Monday, 16 March 2015

Pledge of £300m for dementia research

Story taken directly from

Prime Minister David Cameron has announced a new, long-term strategy over the next five years to combat dementia, which includes investing £300m in research into the disease. 

The announcement comes hot on the heels of news from Alzheimer’s Research UK, which recently revealed a £30m research collaboration, which will see nearly a hundred new research scientists fast-tracking the development of new treatments for dementia. The three flagship drug discovery institutes at the Universities of Cambridge, Oxford and UCL (University College London) will make up a Drug Discovery Alliance dedicated to early stage drug discovery.

It is hoped the number of people taking part in dementia research will double in the next five years and a new online and telephone service to facilitate people taking part in dementia research studies will be launched next week, according to the Prime Minister.
Training for all NHS staff
Mr Cameron has also announced that all NHS staff – from surgeons to hospital porters – will be given training in dementia so that people have the know-how and understanding to provide the best possible standards in care.

Mr Cameron, said: “Dementia is one of the greatest challenges of our lifetime, and I am proud that we are leading the world in fighting it.

“Because of the growing strength of our economy, we can invest in research and drug-development, as well as public understanding, so we defeat this terrible condition and offer more hope and dignity for those who suffer.

“That way, we can help make Britain a country that offers security in retirement for all.”

Britain has emerged as one of the world leaders in fighting dementia since 2010 with investment in research doubled, hundreds of thousands of NHS staff given specialist training and one million
‘Dementia Friends’ taking part in awareness sessions across the country.
Prime Minister’s Challenge on Dementia 2020
The Prime Minister wants to build on that momentum both in the UK and worldwide. The Prime Minister’s Challenge on Dementia 2020 is the next phase in the country’s effort to combat the condition.

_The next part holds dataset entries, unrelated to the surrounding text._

PR #1516, opened 2020-06-02
Introduce Cross-Origin Embedder Policy

### LINKED ISSUE #1490: cache.match() and COEP
What should we do if `cache.match()` is called in a context with `Cross-Origin-Embedder-Policy: require-corp` and the Response to be returned does not have a `Cross-Origin-Resource-Policy` header?

I would like to advocate that we reject the `match()` since it seems possible there could be information stored in the headers that should not be exposed to spectre attacks.  Also, it seems you can have a CORS response without a CORP header that would fail the COEP check and we would not want to expose the body in that case.

@mikewest @annevk @yutakahirano @makotoshimazu

yutakahirano:
This is part of https://github.com/whatwg/html/pull/5454.

 - Define embedder policy in environment settings object for service
   workers.
 - Add the CORP check in #dom-cache-matchall.

Closes #1490 and whatwg/fetch#985.

***
<a href="https://pr-preview.s3.amazonaws.com/yutakahirano/ServiceWorker/pull/1516.html" title="Last updated on Jun 10, 2020, 1:16 PM UTC (65484fc)">Preview</a> | <a href="https://pr-preview.s3.amazonaws.com/w3c/ServiceWorker/1516/0aceaac...yutakahirano:65484fc.html" title="Last updated on Jun 10, 2020, 1:16 PM UTC (65484fc)">Diff</a>

### DIFF
--- a/docs/index.bs
+++ b/docs/index.bs
@@ -164,6 +164,8 @@ spec: webappsec-referrer-policy; urlPrefix: https://w3c.github.io/webappsec-refe
 
     A <a>script resource</a> has an associated <dfn export for="script resource" id="dfn-referrer-policy">referrer policy</dfn> (a [=/referrer policy=]). It is initially the empty string.
 
+    A [=/service worker=] has an associated <dfn>embedder policy</dfn> (an [=/embedder policy=]). It is initially set to a new [=/embedder policy=].
+
     A [=/service worker=] has an associated <dfn export id="dfn-script-resource-map">script resource map</dfn> which is an <a>ordered map</a> where the keys are [=/URLs=] and the values are [=/responses=].
 
     A [=/service worker=] has an associated  <dfn export id="dfn-set-of-used-scripts">set of used scripts</dfn> (a [=ordered set|set=]) whose [=list/item=] is a [=/URL=]. It is initially a new [=ordered set|set=].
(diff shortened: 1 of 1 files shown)


yutakahirano:
@annevk @domenic PTAL.

Some links don't work because whatwg/html#5454 has not been landed yet.

docs/index.bs
```diff
@@ -1861,7 +1863,12 @@ spec: webappsec-referrer-policy; urlPrefix: https://w3c.github.io/webappsec-refe
                     1. Add a copy of |requestResponse|'s response to |responses|.
             1. Else:
                 1. Let |requestResponses| be the result of running [=Query Cache=] with |r| and |options|.
+                1. Let |request for CORP check| be a copy of |r|.
+                1. Set |request for CORP check|'s [=request/mode=] to "<code>no-cors</code>".
+                1. Set |request for CORP check|'s [=request/origin=] to |promise|'s [=relevant settings object=]'s [=environment settings object/origin=].
+                1. Set |request for CORP check|'s [=request/client=] to |promise|'s [=relevant settings object=].
                 1. [=list/For each=] |requestResponse| of |requestResponses|:
+                    1. If |requestResponse|'s [=response/type=] is "<code>opaque</code>" and [=cross-origin resource policy check=] with |request for CORP check| and |requestResponse| returns <b>blocked</b>, then reject |promise| with a `TypeError` and abort these steps.
```
annevk, line 1871: Can we provide a better abstraction for this caller whereby you give an origin and a response and get an answer?

It's also not clear to me that the current algorithm does the right thing here as it's not using the URL from the response to compare with the request origin, but rather the URL of the request.

yutakahirano: Done, I believe.

docs/index.bs
```diff
@@ -3467,6 +3476,24 @@ spec: webappsec-referrer-policy; urlPrefix: https://w3c.github.io/webappsec-refe
...
+      :: |settings object|, an [=/environment settings object=]
+      : Output
+      :: a boolean
+
+      1. If |response|'s [=response/type=] is not "<code>opaque</code>", then return true.
+      1. Let |request| be a copy of |passed request|.
+      1. Set |request|'s [=request/mode=] to "<code>no-cors</code>".
+      1. Set |request|'s [=request/origin=] to |settings object|'s [=environment settings object/origin=].
+      1. Set |request|'s [=request/client=] to |settings object|.
+      1. Return true if [=cross-origin resource policy check=] with |request| and |response| returns <b>allowed</b>, and false otherwise.
```
annevk, line 3494: As far as I can tell you moved this algorithm, but didn't change it. Why do we need to change request's origin and such? Why does request's mode need to be overridden?

yutakahirano: Done, I believe.

yutakahirano:
Can we land this as well?

jakearchibald:
Do we have tests for the cache API change?

yutakahirano:
Thank you!

> Do we have tests for the cache API change?

Yes, as [html/cross-origin-embedder-policy](https://github.com/web-platform-tests/wpt/tree/master/html/cross-origin-embedder-policy)/\*cache-storage\*.https.html.

liuchengwei555 (commented):
Apple

PR #1533, opened 2020-08-27
Use new Streams algorithms

domenic:
Follows https://github.com/whatwg/streams/pull/1073.

Do not merge until that PR is merged. But, feel free to review.

See also https://github.com/tabatkins/bikeshed/issues/1758.

***
<a href="https://pr-preview.s3.amazonaws.com/domenic/ServiceWorker/pull/1533.html" title="Last updated on Sep 15, 2020, 2:16 PM UTC (a483802)">Preview</a> | <a href="https://pr-preview.s3.amazonaws.com/w3c/ServiceWorker/1533/e4c2953...domenic:a483802.html" title="Last updated on Sep 15, 2020, 2:16 PM UTC (a483802)">Diff</a>

### DIFF
--- a/docs/index.bs
+++ b/docs/index.bs
@@ -1589,7 +1589,7 @@ spec: webappsec-referrer-policy; urlPrefix: https://w3c.github.io/webappsec-refe
                 1. Let |potentialResponse| be a copy of |response|'s associated [=Response/response=], except for its [=response/body=].
                 1. If |response|'s [=response/body=] is non-null, run these substeps:
                     1. Let |reader| be the result of [=ReadableStream/getting a reader=] from |response|'s [=response/body=]'s [=stream=].
-                    1. Let |pullAlgorithm| be an action that runs these subsubsteps:
+                    1. Let |pullAlgorithm| be an action that runs these steps:
                         1. Let |readRequest| be a new [=read request=] with the following [=struct/items=]:
                             : [=read request/chunk steps=], given |chunk|
                             ::
--- a/docs/index.bs
+++ b/docs/index.bs
@@ -1600,6 +1600,7 @@ spec: webappsec-referrer-policy; urlPrefix: https://w3c.github.io/webappsec-refe
                             ::
                                 1. Set |end-of-body| to true.
                             : [=read request/error steps=]
+                            ::
                                 1. [=ReadableStream/error=] |newStream| with a {{TypeError}}.
                         1. [=ReadableStreamDefaultReader/Read a chunk=] from |reader| given |readRequest|.
                     1. Let |cancelAlgorithm| be an action that [=ReadableStreamDefaultReader/cancels=] |reader|.
--- a/docs/index.bs
+++ b/docs/index.bs
@@ -34,8 +34,6 @@ spec: fetch;
     type: dfn
         for: /; text: fetch
         text: empty
-    type: interface
-        text: ReadableStream
 spec: infra;
     type: dfn;
         text: list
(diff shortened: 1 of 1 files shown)


ricea:
Drive-by lgtm.

docs/index.bs
```diff
@@ -1590,25 +1588,33 @@ spec: webappsec-referrer-policy; urlPrefix: https://w3c.github.io/webappsec-refe
                 1. Let |done| be false.
                 1. Let |potentialResponse| be a copy of |response|'s associated [=Response/response=], except for its [=response/body=].
                 1. If |response|'s [=response/body=] is non-null, run these substeps:
-                    1. Let |reader| be the result of [=get a reader|getting a reader=] from |response|'s [=response/body=]'s [=stream=].
+                    1. Let |reader| be the result of [=ReadableStream/getting a reader=] from |response|'s [=response/body=]'s [=stream=].
+                    1. Let |pullAlgorithm| be an action that runs these subsubsteps:
```
jakearchibald, line 1592:
```suggestion
                    1. Let |pullAlgorithm| be an action that runs these steps:
```

I'll remove all other uses of substeps in another PR.

docs/index.bs
```diff
@@ -1590,25 +1588,33 @@ spec: webappsec-referrer-policy; urlPrefix: https://w3c.github.io/webappsec-refe
...
+                            : [=read request/chunk steps=], given |chunk|
+                            ::
+                                1. Assert: |chunk| is a {{Uint8Array}}.
+                                1. Append the bytes represented by |chunk| to |bytes|.
+                                1. Perform ! [=DetachArrayBuffer=](|chunk|.\[[ViewedArrayBuffer]]).
+                            : [=read request/close steps=]
+                            ::
+                                1. Set |end-of-body| to true.
+                            : [=read request/error steps=]
+                                1. [=ReadableStream/error=] |newStream| with a {{TypeError}}.
```
jakearchibald, line 1603: The markup seems inconsistent here. With the error steps, the steps aren't in a definition item. Given that they're both a single step, do they need to be in an ordered list at all? Should it be:

```suggestion
                            : [=read request/close steps=]
                            :: Set |end-of-body| to true.
                            : [=read request/error steps=]
                            :: [=ReadableStream/error=] |newStream| with a {{TypeError}}.
```

Also, is it typical to use lower case for "close steps" and "error" even though they're at the beginning of a sentence?

docs/index.bs
```diff
@@ -1590,25 +1588,33 @@ spec: webappsec-referrer-policy; urlPrefix: https://w3c.github.io/webappsec-refe
...
-                        1. When |promise| is fulfilled with an object whose `done` property is true, set |end-of-body| to true.
-                        1. When |promise| is fulfilled with a value that matches with neither of the above patterns, or |promise| is rejected, [=ReadableStream/error=] |newStream| with a `TypeError`.
-                    1. Let |cancel| be an action that [=ReadableStream/cancels=] |response|'s [=response/body=]'s [=stream=] with |reader|.
-                    1. Let |newStream| be the result of [=ReadableStream/construct a ReadableStream object=] with |highWaterMark|, |sizeAlgorithm|, |pull|, and |cancel| in |targetRealm|.
+                    1. Let |newStream| be the result of [=ReadableStream/creating=] a {{ReadableStream}} with <a for=ReadableStream/create><var ignore>pullAlgorithm</var></a> set to |pullAlgorithm|, <a for=ReadableStream/create><var ignore>cancelAlgorithm</var></a> set to |cancelAlgorithm|, <a for=ReadableStream/create><var ignore>highWaterMark</var></a> set to |highWaterMark|, and <a for=ReadableStream/create><var ignore>sizeAlgorithm</var></a> set to |sizeAlgorithm|, in |targetRealm|.
```
jakearchibald, line 1608: Huh, was this the agreed markup for this? It seems weird to create a var that you have to ignore. And of course it doesn't work with bikeshed's shorthand.

jakearchibald (changes requested):

docs/index.bs
domenic: Yeah, see https://github.com/tabatkins/bikeshed/issues/1758

docs/index.bs
domenic: Thanks for catching the missing `::`!

I find it clearer when steps are numbered, but we could remove it if you'd prefer; the reader can understand.

I don't think of `<dd>`s as "sentences", personally, but instead terms. So I don't capitalize them unless they're proper nouns.

jakearchibald: Fair enough. Add in the `::` then it's good to go.

docs/index.bs
jakearchibald: I'm ok with this, but in general I don't see the need for the vars here.

When we "Set document's foo to bar", we don't wrap foo in a `<var>`, so I don't see the need to do it here.

domenic: See the discussion in https://github.com/whatwg/infra/issues/320

docs/index.bs
domenic: Forgot to push; should be good now!

jakearchibald (approved):

PR #1545, opened 2020-10-05
Define settings object's cross-origin isolated capability for SW

yutakahirano:
Related to https://github.com/whatwg/html/issues/5435 and
https://github.com/whatwg/html/pull/5752.

***
<a href="https://pr-preview.s3.amazonaws.com/yutakahirano/ServiceWorker/pull/1545.html" title="Last updated on Feb 4, 2021, 7:57 PM UTC (fdbaf4f)">Preview</a> | <a href="https://pr-preview.s3.amazonaws.com/w3c/ServiceWorker/1545/044cc99...yutakahirano:fdbaf4f.html" title="Last updated on Feb 4, 2021, 7:57 PM UTC (fdbaf4f)">Diff</a>

### DIFF
--- a/docs/index.bs
+++ b/docs/index.bs
@@ -2895,7 +2895,7 @@ spec: webappsec-referrer-policy; urlPrefix: https://w3c.github.io/webappsec-refe
               : The [=environment settings object/embedder policy=]
               :: Return |workerGlobalScope|'s [=WorkerGlobalScope/embedder policy=].
               : The [=environment settings object/cross-origin isolated capability=]
-              :: Return whether |workerGlobalScope|'s [=WorkerGlobalScope/embedder policy=]'s [=embedder policy/value] is "`[embedder policy value/require-corp]`".
+              :: Return whether |workerGlobalScope|'s [=WorkerGlobalScope/embedder policy=]'s [=embedder policy/value=] is "`[=embedder policy value/require-corp=]`".
 
           1. Set |settingsObject|'s [=environment/id=] to a new unique opaque string, [=creation URL=] to |serviceWorker|'s [=service worker/script url=], [=environment/top-level creation URL=] to null, [=environment/top-level origin=] to an [=implementation-defined=] value, [=environment/target browsing context=] to null, and [=active service worker=] to null.
           1. Set |workerGlobalScope|'s [=WorkerGlobalScope/url=] to |serviceWorker|'s [=service worker/script url=].
--- a/docs/index.bs
+++ b/docs/index.bs
@@ -2876,7 +2876,7 @@ spec: webappsec-referrer-policy; urlPrefix: https://w3c.github.io/webappsec-refe
       1. Let |startFailed| be false.
       1. Let |agent| be the result of [=obtain a service worker agent|obtaining a service worker agent=], and run the following steps in that context:
           1. Let |agentCluster| be the [=agent cluster=] which contains |agent|.
-          1. If |workerGlobalScope|'s [=WorkerGlobalScope/embedder policy=] is "<code>[=embedder policy value/require-corp=]</code>", then set |agentCluster|'s [=agent cluster/cross-origin isolation mode=] to "<code>[=cross-origin isolation mode/logical=]</code>" or "<code>[=cross-origin isolation mode/concrete=]</code>". The one chosen is implementation-defined.
+          1. If |workerGlobalScope|'s [=WorkerGlobalScope/embedder policy=] is "<code>[=embedder policy value/require-corp=]</code>", then set |agentCluster|'s [=agent-cluster-cross-origin-isolation|cross-origin isolation mode=] to "<code>[=cross-origin isolation mode/logical=]</code>" or "<code>[=cross-origin isolation mode/concrete=]</code>". The one chosen is implementation-defined.
           1. Let |realmExecutionContext| be the result of [=create a new JavaScript realm|creating a new JavaScript realm=] given |agent| and the following customizations:
               * For the global object, create a new {{ServiceWorkerGlobalScope}} object. Let |workerGlobalScope| be the created object.
           1. Set |serviceWorker|'s [=service worker/global object=] to |workerGlobalScope|.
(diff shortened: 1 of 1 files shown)


yutakahirano:
This is ready for review.

cc: @domenic

domenic:
Interesting. /cc @annevk. I would have expected this to be done more similar to how shared workers are done.

In particular, is it OK to leave the service worker agent cluster's "cross-origin isolated" as false? That will impact its ability to postMessage SharedArrayBuffers to itself, for example, as well as whether the SharedArrayBuffer global exists. (Or maybe those are broken and should use the capability??)

annevk:
When I reread https://github.com/whatwg/html/issues/5435#issuecomment-609659086 and https://github.com/whatwg/html/issues/5435#issuecomment-640517912 I wonder if I misread the latter. In particular 5 there does not depend on both whereas I suggest above that it would. Given how we defined `[CrossOriginIsolated]` in IDL it would make sense to me to align `SharedArrayBuffer` with that. What do you think @yutakahirano?

Now then there is the question of shared/service workers. I think they should have a shared model. And I suppose the main question there is whether user agents can guarantee to run those in their own process, even on Android. That is, can a COEP shared/service worker always get a process separate from the document it is associated with (which could be a third-party document that does not have the capability)? If we can make that guarantee it seems okay for them to always have the capability. I'd rather not end up in a situation where they sometimes have the capability though, depending on system resources.

Does that help and make sense?

yutakahirano:
@domenic Oh sorry I missed that. I think it's good to add a boolean argument to https://html.spec.whatwg.org/multipage/webappapis.html#obtain-a-service-worker-agent, and give the appropriate value in https://w3c.github.io/ServiceWorker/#run-service-worker-algorithm. What do you think?

@annevk 

>  I suppose the main question there is whether user agents can guarantee to run those in their own process, even on Android. That is, can a COEP shared/service worker always get a process separate from the document it is associated with (which could be a third-party document that does not have the capability)?

I'm not sure if I understand. Chromium implementation is going to allocate a process for (origin or site, agent cluster's cross-origin isolated). We don't take the capability into account.

annevk:
@yutakahirano so the scenario is that A embeds B and B has a shared/service worker Bsw. All have the appropriate COOP+COEP headers. But A doesn't delegate the capability to B. Now in resource-constrained environments the model allows for A and B to be in the same process and I think the idea with the capability is (please correct me if I'm wrong) that B not having access to certain features means it's harder to attack A.

Now, if Bsw were to share that process, it could attack A.

yutakahirano:
I think I brought up the point at https://github.com/whatwg/html/pull/5752#issuecomment-662302867. At that time the conclusion was don't care.

annevk:
Okay, I do think we should care about it as otherwise the cross-origin isolated capability is security theater and we would be better of not having the additional complexity. Perhaps I'm missing some subtlety in the motivation behind it?

yutakahirano:
Is this something we want to talk about at SW WG in TPAC?
@mikewest @camillelamy are you interested in this topic?

domenic:
> I think it's good to add a boolean argument to https://html.spec.whatwg.org/multipage/webappapis.html#obtain-a-service-worker-agent, and give the appropriate value in https://w3c.github.io/ServiceWorker/#run-service-worker-algorithm. What do you think?

That seems right to me.

Regarding the capability issue, the attack in https://github.com/w3c/ServiceWorker/pull/1545#issuecomment-704188323 is an interesting point. I hadn't fully considered the process model implications here. /cc @arturjanc

yutakahirano:
After seeing whatwg/html#6060, I'm starting thinking it makes sense to introduce a platform dependency to cross-origin-isolated capability. It represents whether web developers can use SAB and co. On some platforms COOP+COEP is sufficient to ensure the security guarantees but on other platforms it's more difficult.

The cross-origin isolated capability on shared and service workers is false, when the user agent may put a cross-origin environment into the process.

annevk:
It's a bit mucky though as there will also be platforms where it doesn't matter if A delegates to B or not as they never share a process. But if it didn't delegate B would not and Bsw would have it. Maybe that's okay, but it doesn't seem satisfying nor very clear to web developers.

mfalken:
(belated) Notes from [Service Worker WG meeting on Nov 20](https://docs.google.com/document/d/1ybS1q2HCPh3bNNOkjGpAPFug19A2BsIxYEi-i6lrB1w/edit?usp=sharing):

* The majority of time was spent trying to understand the issue.
* A clear description of the problem/attack would help the WG understand the issue.

yutakahirano:
Introducing implementation-dependency has already been done in whatwg/html#6098 (Search for "The one chosen is implementation-defined" in https://html.spec.whatwg.org/multipage/workers.html#run-a-worker).

Updated the change.

yutakahirano:
Reopening as suggested at https://github.com/whatwg/html/pull/6325#issuecomment-901060045.

yutakahirano:
cc: @ArthurSonzogni @nhiroki 

I updated the PR. How does this look like?

docs/index.bs
```diff
@@ -2901,7 +2906,7 @@ spec: rfc7231; urlPrefix: https://tools.ietf.org/html/rfc7231
       1. Let |script| be |serviceWorker|'s [=service worker/script resource=].
       1. Assert: |script| is not null.
       1. Let |startFailed| be false.
-      1. Let |agent| be the result of [=obtain a service worker agent|obtaining a service worker agent=], and run the following steps in that context:
+      1. Let |agent| be the result of [=obtain a service worker agent|obtaining a service worker agent=] with |serviceWorker|'s [=service worker/embedder policy=], and run the following steps in that context:
```
yutakahirano, line 2909: (Let's assume the procedure sets agent's agent cluster's cross-origin isolation mode. I'll fix the HTML side.)

yutakahirano:
@annevk would you take a look again?

docs/index.bs
```diff
@@ -2679,11 +2682,13 @@ spec: rfc7231; urlPrefix: https://tools.ietf.org/html/rfc7231
               1. Asynchronously complete these steps with a <a>network error</a>.
           1. Let |url| be |request|'s [=request/url=].
           1. Set |updatedResourceMap|[|url|] to |response|.
+          1. Set |embedderPolicy| to the result of [=obtaining an embedder policy=] from |response| and |request|'s |client|.
           1. If |response|'s [=response/cache state=] is not "`local`", set |registration|'s [=last update check time=] to the current time.
           1. Set |hasUpdatedResources| to true if any of the following are true:
             * |newestWorker| is null.
             * |newestWorker|'s [=service worker/script url=] is not |url| or |newestWorker|'s [=service worker/type=] is not |job|'s [=worker type=].
             * |newestWorker|'s [=script resource map=][|url|]'s [=response/body=] is not byte-for-byte identical with |response|'s [=response/body=].
+            * |newestWorker|'s [=service worker/embedder policy=] does not equal to |embedderPolicy|.
```
annevk, line 2691: Since an embedder policy is essentially a struct these days, I think we need to define the comparison operation. Or do all values need to be equal here, including the reporting values?

annevk (commented):
Thanks for working on this @yutakahirano! I think this looks reasonable, modulo the comparison operation. It would be nice if we could share more logic with workers, but I suppose that requires a bigger rewrite on the HTML side.

docs/index.bs
yutakahirano: I don't have a strong opinion. I think it's reasonable to update the script if coep's value changes, but I'm not so sure about other properties (reporting value, endpoint, reporting endpoint).

@ArthurSonzogni @nhiroki @jakearchibald do you have any opinions?

ArthurSonzogni: (Not a SW specialist)
I guess this govern whether or a not the new script should be used to replace the old SW at some point. As a developer, I think this is desirable to make it happen when any of those 4 COEP attributes are changed.
Do you foresee any strong drawback to this?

GP diagnosis rates have increased from 42 per cent to 59 per cent in just three years but too many people are waiting up to six months for a full assessment, causing worry and uncertainty for people and their families.

This will no longer be tolerated, under the new drive to get better diagnosis rates. There will also be a greater focus on the support given to people following their diagnosis such as giving people with dementia better information about the services available locally, as well as advice and support for carers.

Dementia is a growing problem. In 10 years it is expected there will be one million people living with dementia in the UK.

The Prime Minister launched the Prime Minister’s Challenge on Dementia in 2012, and hosted the first-ever dedicated G8 event on dementia in 2013 to secure greater global cooperation between leading nations. Over 437,920 NHS staff have already received dementia training and more than 100,000 social care workers have received dementia awareness training, more than any other country worldwide.
UK diagnosis rates highest in the world
Diagnosis rates in the UK are also now the highest in the world. Hilary Evans, charity director of Alzheimer’s Research UK, said: “Over the past three years we’ve seen the Prime Minister’s challenge play a pivotal role in creating a heightened focus on dementia and boosting the case for more research.

“Alzheimer’s Research UK is proud to have spearheaded the research challenge and successfully launched a number of pioneering global initiatives that will bring us ever closer to finding a cure.

“It is vital that we continue to energise a movement across society to improve the lives of people with dementia and that research into the condition continues to be a priority.”

Jeremy Hughes, chief executive of Alzheimer’s Society, added: “This Government has rightly prioritised dementia. We would all acknowledge the work that remains to be done, but the PM deserves credit for the phenomenal achievement in getting dementia on the national and global agenda and this has resulted in significant progress.”

Professor Alistair Burns, NHS England’s national clinical director for Dementia, said that awareness of dementia is at its highest level and “to have one million Dementia Friends shows the enormous strides we have taken in the last 3 years”.

He called for people to continue to raise awareness, invest in the search for new treatments, and most importantly improve the lives of people with dementia and their carers.

Duncan Selbie, chief executive of Public Health England called for collaborative working and said: “The sheer scale of the challenge posed by dementia means we all need to work together to address it. Public Health England is doing all it can to raise awareness of this disease and in helping the public and businesses support people living with the disease by becoming Dementia Friends.”